异构智能体协同强化学习

摘要

我们提出异构智能体协同强化学习（HACRL），这一新学习范式旨在解决孤立同策略优化的低效问题。HACRL实现了"训练协同优化，推理独立执行"的机制：异构智能体在训练阶段共享经过验证的轨迹数据以相互提升，而在推理时保持独立运行。与基于大语言模型的多智能体强化学习（MARL）不同，HACRL无需协同部署；与同策略/异策略蒸馏技术相比，它实现了异构智能体间的双向相互学习，而非单向的师生式知识迁移。基于此范式，我们提出HACPO算法，通过理论指导的轨迹共享机制最大化样本利用率和跨智能体知识迁移。为缓解能力差异与策略分布偏移，HACPO引入四项定制化机制，并在无偏优势估计与优化正确性方面提供理论保证。在多样化异构模型组合与推理基准测试中，HACPO持续提升所有参与智能体的性能，平均以仅一半的轨迹成本超越GSPO算法3.3%的表现。

English

We introduce Heterogeneous Agent Collaborative Reinforcement Learning (HACRL), a new learning paradigm that addresses the inefficiencies of isolated on-policy optimization. HACRL enables collaborative optimization with independent execution: heterogeneous agents share verified rollouts during training to mutually improve, while operating independently at inference time. Unlike LLM-based multi-agent reinforcement learning (MARL), HACRL does not require coordinated deployment, and unlike on-/off-policy distillation, it enables bidirectional mutual learning among heterogeneous agents rather than one-directional teacher-to-student transfer. Building on this paradigm, we propose HACPO, a collaborative RL algorithm that enables principled rollout sharing to maximize sample utilization and cross-agent knowledge transfer.
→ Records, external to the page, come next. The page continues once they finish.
PR #317, opened 2015-07-14
UART: Simplify API

zehortigoza:


src/lib/io/include/sol-uart.h
```diff
@@ -53,36 +53,47 @@ extern "C" {
 
 struct sol_uart;
 
-struct sol_uart *sol_uart_open(const char *port_name);
+enum sol_uart_speed {
+    SOL_UART_SPEED_9600 = 0,
```
lpereira: Better to call this baud rate. Speed is distance over time.

src/lib/io/include/sol-uart.h
```diff
@@ -53,36 +53,47 @@ extern "C" {
...
+    SOL_UART_DATA_BITS_5
+};
+
+enum sol_uart_parity {
+  SOL_UART_PARITY_DISABLE = 0,
+  SOL_UART_PARITY_ENABLE_EVEN,
+  SOL_UART_PARITY_ENABLE_ODD
+};
+
+enum sol_uart_stop_bits {
```
lpereira: I still think that merging these three enums would be a good idea. Something along these lines:

    enum settings {
           DATA_BITS_8 = 1<<0,
           DATA_BITS_7 = 1<<1,
           DATA_BITS_6 = 1<<2,
           DATA_BITS_5 = 1<<3,
           PARITY_NONE = 1<<4,
           PARITY_EVEN = 1<<5,
           PARITY_ODD = 1<<6,
           STOP_BITS_1 = 1<<7,
           STOP_BITS_2 = 1<<8,
           FLOW_CONTROL_XON = 1<<9,
           FLOW_CONTROL_XOFF = 1<<10,
           DEFAULT = DATA_BITS_8 | PARITY_NONE | STOP_BITS_1
    }

Then it's the matter of:

    uart = uart_open("/dev/ttyS0", BAUD_115200, DEFAULT , cb, data);

src/lib/io/include/sol-uart.h
mbelluzzo: +1 to baud rate

src/lib/io/include/sol-uart.h
mbelluzzo: imho follow the same pattern used in pwm and gpio. Leave the 3 (4 in the case) enums as is and have a struct called config where those are set and passed as arg. So we have a consistent API across lib/io

lpereira: I dislike functions with many parameters, since it's too easy to mix their orders (hell, I ended up mixing the order of `memset()` and took me a while to find the bug because the compiler didn't complain!). Parameters being enums will help here, though, so whatever floats @zehortigoza's boat.

dorileo: Yeah, I agree. API argument increase doesn't seem to be an "API simplification", bitmask should do it all at once...

zehortigoza:
Thanks all, new version https://github.com/solettaproject/soletta/pull/329

PR #318, opened 2015-07-15
docs: Remove reference to old configure option

anselmolsm:
There is no '--with-mainloop' anymore.


lpereira:
:+1: 

Maybe we should make exceptions for PRs like these in the future? WebKit had a nice exception for build fixes for instance: they didn't need to go past revision.

anselmolsm:
@lpereira +1 for this exception. Tks.

PR #320, opened 2015-07-15
More robust way to get the rootdir

vcgomes:
Instead of using paths relative to the binary that is being run, this series proposes a way to find the path relative to the libsoletta.so library. This solves the problem when running the binaries under gdb, sudo, and so on.

### DIFF
--- a/data/jsons/dependencies.json
+++ b/data/jsons/dependencies.json
@@ -128,6 +128,20 @@
 	    "fragment": "getauxval(AT_EXECFN);"
 	},
 	{
+	    "dependency": "decl_dladdr",
+	    "type": "ccode",
+	    "defines": [
+		"_GNU_SOURCE"
+	    ],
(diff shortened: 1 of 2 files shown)


ibriano:
Looks good

mbelluzzo:
+1

data/jsons/dependencies.json
```diff
@@ -128,6 +128,20 @@
 	    "fragment": "getauxval(AT_EXECFN);"
 	},
 	{
+	    "dependency": "decl_dladdr",
+	    "type": "ccode",
+            "defines": [
```
lpereira: These seems oddly indented. Patch looks fine otherwise, so before merging ensure they're OK.

vcgomes: Ugh, I did miss that. Thanks for spotting it.

PR #1782, opened 2016-03-30
WIP - flow: Add support to lsm9ds0 sensor

mbelluzzo:
LSM9DS0 it's a chipset containing a gyroscope, magnetometer,
accelerometer and temperature sensor. It's divided in two I2C devices,
one for the gyroscope and another for the remaining sensors.

In an ideal world, I would be able to implement the support for this chipset in each node type related to its features: gyro node, accel node, temp node etc. That raised the first issue: multiple nodes handling the same I2C address isn't good in the way we structured our API and if this wasn't an issue, some capabilities share some registers avoiding that one node override the settings of another wouldn't be possible because each one only knows their context (since impossible is nothing, it would require a very complex scenario).

Alternative number 2 is to have a node for the gyro and another for the remaining sensors, that is how this PR is implemented. For the sake of simplicity, I kept both in the same module to test if it would work. The problem is that the dispute for the bus makes one of the nodes to fail the initialization after reaching max retries (even for large thresholds), this isn't a good way to handle resources. I still think we should have a queue per bus instead of check busy/pending.

I think a bus queue is necessary and changing the 'pending' use to check if your particular requested was processed. Also a handle for a "i2c slave device" would be handy, because would allow for different nodes to deal with the same I2C device. Dispatch of operations would be easier as well.

Another option is to ignore all API limitations and implement a single node for this chipset, but I really dislike this approach.

Chipset specific issues:
I wasn't able to turn off a specific axis, I checked my code and it was sending the correct configuration but for some reason if any axis is enabled, all registers correctly update it's value, so I removed the options to enable/disable independent axis for now.


barbieri:
this is why these things shouldn't be done in userspace but in IIO. This PR can get in as a stop gap, but please sync with kernel team to implement this at the proper layer.

src/modules/flow/lsm9ds0/lsm9ds0.c
```diff
@@ -0,0 +1,583 @@
...
+    uint32_t t;
+    struct sol_direction_vector xmt;
+    struct lsm9ds0_xmt_data *mdata = cb_data;
+
+    if (status <= 0) {
+        SOL_ERR("Couldn't read LSM9DS0 XMT device.");
+        return;
+    }
+
+    _parse_raw_data(&xmt, mdata->read_q, (mdata->accel_scale / 32768.0));
```
ceolin: `32768.0` will be better as a constant

src/modules/flow/lsm9ds0/lsm9ds0.c
```diff
@@ -0,0 +1,583 @@
...
+    mdata->curr_queue.cb_data = mdata;
+    mdata->curr_queue.queue = mdata->init_q;
+    mdata->curr_queue.queue_len = SOL_UTIL_ARRAY_SIZE(mdata->init_q);
+}
+
+static int
+lsm9ds0_xmt_open(struct sol_flow_node *node, void *data, const struct sol_flow_node_options *options)
+{
+    uint8_t accel_reg = 0x00;
+    uint8_t mag_reg = 0x20;
```
edersondisouza: Can't these values be configured by user? Shouldn't you allow that as well?

edersondisouza: Err, well, that's exactly what they do... disregard =D

edersondisouza:
looks ok
And that pattern to read/configure asynchronously is really common - luck this one didn't need specific timing between i2c transfers =D
@barbieri What about smallOSes that lack IIO?

mbelluzzo:
Good point about smallOSes and I'm not sure how IIO can solve the problem
if the device uses i2c to transfer data. The same issues may be a problem
in SPI.

barbieri:
small OS should get their native drivers, these kind of UPM or userspace drivers will suck badly.

for Zephyr they are working on IIO-like system for that exact reason.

To mitigate capability discrepancies and policy distribution shifts, HACPO introduces four tailored mechanisms with theoretical guarantees on unbiased advantage estimation and optimization correctness. Extensive experiments across diverse heterogeneous model combinations and reasoning benchmarks show that HACPO consistently improves all participating agents, outperforming GSPO by an average of 3.3\% while using only half the rollout cost.